[Saved entries]
□ □ □

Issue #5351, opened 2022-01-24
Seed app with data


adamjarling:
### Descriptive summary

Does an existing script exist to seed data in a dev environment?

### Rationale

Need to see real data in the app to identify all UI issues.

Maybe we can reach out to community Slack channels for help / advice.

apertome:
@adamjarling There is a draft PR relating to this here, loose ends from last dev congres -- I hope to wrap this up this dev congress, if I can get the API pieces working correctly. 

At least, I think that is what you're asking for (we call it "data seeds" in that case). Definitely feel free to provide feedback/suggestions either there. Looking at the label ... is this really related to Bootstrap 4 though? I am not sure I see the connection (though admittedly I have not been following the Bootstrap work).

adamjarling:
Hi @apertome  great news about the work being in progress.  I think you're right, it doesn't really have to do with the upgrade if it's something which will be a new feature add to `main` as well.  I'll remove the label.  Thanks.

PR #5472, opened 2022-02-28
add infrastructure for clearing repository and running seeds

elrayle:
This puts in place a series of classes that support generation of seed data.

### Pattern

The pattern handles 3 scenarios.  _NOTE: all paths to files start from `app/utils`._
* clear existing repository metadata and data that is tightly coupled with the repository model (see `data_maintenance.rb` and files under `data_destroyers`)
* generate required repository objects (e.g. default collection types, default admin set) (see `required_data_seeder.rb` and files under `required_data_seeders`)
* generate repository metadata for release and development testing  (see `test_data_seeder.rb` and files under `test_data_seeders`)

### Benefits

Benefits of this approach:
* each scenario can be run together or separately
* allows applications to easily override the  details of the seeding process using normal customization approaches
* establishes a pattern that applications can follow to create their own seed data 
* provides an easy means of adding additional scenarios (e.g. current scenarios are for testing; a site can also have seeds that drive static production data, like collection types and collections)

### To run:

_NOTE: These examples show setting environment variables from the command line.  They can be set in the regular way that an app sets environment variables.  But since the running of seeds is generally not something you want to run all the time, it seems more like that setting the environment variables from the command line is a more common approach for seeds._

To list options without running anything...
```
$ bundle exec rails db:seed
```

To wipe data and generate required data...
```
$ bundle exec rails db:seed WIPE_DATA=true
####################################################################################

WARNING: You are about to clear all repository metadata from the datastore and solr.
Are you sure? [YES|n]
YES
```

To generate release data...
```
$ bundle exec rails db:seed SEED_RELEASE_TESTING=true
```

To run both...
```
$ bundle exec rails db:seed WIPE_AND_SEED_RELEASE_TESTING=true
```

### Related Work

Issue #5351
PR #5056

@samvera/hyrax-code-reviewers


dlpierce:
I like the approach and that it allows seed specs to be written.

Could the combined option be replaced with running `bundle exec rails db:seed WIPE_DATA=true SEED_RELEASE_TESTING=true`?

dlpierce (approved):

□ □ □

=== What to produce ===
Copy the records above exactly, leaving nothing out.

=== Written answer ===
Issue #5351, opened 2022-01-24
Seed app with data


adamjarling:
### Descriptive summary

Does an existing script exist to seed data in a dev environment?

### Rationale

Need to see real data in the app to identify all UI issues.

Maybe we can reach out to community Slack channels for help / advice.

apertome:
@adamjarling There is a draft PR relating to this here, loose ends from last dev congres -- I hope to wrap this up this dev congress, if I can get the API pieces working correctly. 

At least, I think that is what you're asking for (we call it "data seeds" in that case). Definitely feel free to provide feedback/suggestions either there. Looking at the label ... is this really related to Bootstrap 4 though? I am not sure I see the connection (though admittedly I have not been following the Bootstrap work).

adamjarling:
Hi @apertome  great news about the work being in progress.  I think you're right, it doesn't really have to do with the upgrade if it's something which will be a new feature add to `main` as well.  I'll remove the label.  Thanks.

PR #5472, opened 2022-02-28
add infrastructure for clearing repository and running seeds

elrayle:
This puts in place a series of classes that support generation of seed data.

### Pattern

The pattern handles 3 scenarios.  _NOTE: all paths to files start from `app/utils`._
* clear existing repository metadata and data that is tightly coupled with the repository model (see `data_maintenance.rb` and files under `data_destroyers`)
* generate required repository objects (e.g. default collection types, default admin set) (see `required_data_seeder.rb` and files under `required_data_seeders`)
* generate repository metadata for release and development testing  (see `test_data_seeder.rb` and files under `test_data_seeders`)

### Benefits

Benefits of this approach:
* each scenario can be run together or separately
* allows applications to easily override the  details of the seeding process using normal customization approaches
* establishes a pattern that applications can follow to create their own seed data 
* provides an easy means of adding additional scenarios (e.g. current scenarios are for testing; a site can also have seeds that drive static production data, like collection types and collections)

### To run:

_NOTE: These examples show setting environment variables from the command line.  They can be set in the regular way that an app sets environment variables.  But since the running of seeds is generally not something you want to run all the time, it seems more like that setting the environment variables from the command line is a more common approach for seeds._

To list options without running anything...
```
$ bundle exec rails db:seed
```

To wipe data and generate required data...
```
$ bundle exec rails db:seed WIPE_DATA=true
####################################################################################

WARNING: You are about to clear all repository metadata from the datastore and solr.
Are you sure? [YES|n]
YES
```

To generate release data...
```
$ bundle exec rails db:seed SEED_RELEASE_TESTING=true
```

To run both...
```
$ bundle exec rails db:seed WIPE_AND_SEED_RELEASE_TESTING=true
```

### Related Work

Issue #5351
PR #5056

@samvera/hyrax-code-reviewers


dlpierce:
I like the approach and that it allows seed specs to be written.

Could the combined option be replaced with running `bundle exec rails db:seed WIPE_DATA=true SEED_RELEASE_TESTING=true`?

dlpierce (approved):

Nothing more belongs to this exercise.